A fuel cell is a device that produces electricity through a chemical reaction from combining a fuel, usually hydrogen, with oxygen. In this reaction, electrons are freed from the hydrogen in the fuel cell by a catalyst, and gain energy from the chemical reaction binding hydrogen and oxygen. This provides a source for electrical current. The exhaust of hydrogen fuel cells consists simply of water, thus considerably reducing carbon emissions.

Fuel cells are currently used in spacecraft, and increasingly in ground transportation, with potential use everywhere electricity is required. Fuel cell systems can be differentiated into High Temperature Fuel Cells which operate at temperatures greater than 200°C, and Low Temperature Fuel Cell which operate at temperatures below 200°C.

High Temperature Fuel Cells have a shorter start up time and fast electrical response but require an expensive platinum-based catalyst. The difference in the physical and performance properties for fuel cells, which operate at either high or low temperatures, helps tailor their suitability for given applications.

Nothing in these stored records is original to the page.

PR #429, opened 2023-12-28
nack register: fix handling big seq jumps

davibe:
A very large seq jump would result in a very large amount of time spent evicting the same buffer entries multiple times.

### DIFF
--- a/src/streams/register_nack.rs
+++ b/src/streams/register_nack.rs
@@ -118,12 +118,17 @@ impl NackRegister {
         };
 
         // reset packets that are rolling our of the nack window
-        for s in *active.start..*start {
+        for (i, s) in (*active.start..*start).enumerate() {
             let p = self.packet(s.into());
             if !p.received && s != *seq {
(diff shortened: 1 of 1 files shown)


src/streams/register_nack.rs
```diff
@@ -275,6 +280,18 @@ mod test {
...
+    #[test]
+    fn nack_test_huge_seq_gap_no_hang() {
+        let mut reg = NackRegister::new();
+
+        let before = Instant::now();
+
+        reg.update(0.into());
+        reg.update(18446744073709551515.into());
+
+        assert!(before.elapsed().as_millis() < 1000);
```
algesten, line 292: I really dislike these kinds of tests, because if the CI is slow, you get random errors. And no, it doesn't matter how huge we make 1000, it's still a flakey test because it can fail despite being correct. This is why str0m always drives time from outside and have no internal timers.

algesten (changes requested):

algesten (approved):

There is a range of potential applications around public transport estates where fuel cells could play a role:

• Standby power: Diesel generators are often employed in a number of back-up power applications. There is interest in using fuel cells for on-site generation in a peak-shaving mode (i.e. to reduce the import of grid electricity during peak tariff periods)
• Uninterruptible power systems (UPS): A UPS is a power supply that includes a battery to maintain power in the event of a power outage. There are a number of potential applications for fuel cells to supply for example data centres
• Combined Heat and Power (CHP): Public transport buildings such as workshops, offices, stations and interchanges demand substantial heating, cooling and electricity. Sites possessing year-round thermal and electrical baseloads would be ideal applications for a small scale CHP fuel cell.